** Problem statement **
In the material below, find each line with the word "backend" and list it.

● ● ● ●

PR #565, opened 2017-10-11
Add OrchRefs to Node object

heschlie:
## Description
Expanding on @ozdanborne PR #562 to add OrchRefs to libcalico-go as a field on the Node.

Add a new field to libcalico-go called `OrchRefs`. This field will allow for association between a k8s node and the etcdNode object that matches it, and allow for cleanup of stale nodes.

This PR includes the needed additions to the compat layer as the Node is a composite object. I'm not extremely familiar with the compat layer so I expect it will need some tweaking.

## Todos
- [x] Tests
- [ ] Documentation
- [x] Release note

## Release Note

```release-note
Add the orchRef field to the Node data model.
```

### DIFF
--- a/lib/backend/compat/compat.go
+++ b/lib/backend/compat/compat.go
@@ -492,14 +492,8 @@ func (c *ModelAdaptor) getNodeSubcomponents(ctx context.Context, nk model.NodeKe
 		return err
 	}
 
-	if components, err := c.client.List(model.OrchRefListOptions{Hostname: nk.Hostname}); err == nil {
-		for _, o := range components {
-			orchRef := model.OrchRef{
-				Orchestrator: o.Key.(model.OrchRefKey).Orchestrator,
-				NodeName:     o.Value.(string),
-			}
-			nv.OrchRefs = append(nv.OrchRefs, orchRef)
-		}
+	if component, err := c.client.Get(model.OrchRefKey{Hostname: nk.Hostname}); err == nil {
+		nv.OrchRefs = component.Value.([]model.OrchRef)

● ● ● ●

** Task result **
--- a/lib/backend/compat/compat.go
+++ b/lib/backend/compat/compat.go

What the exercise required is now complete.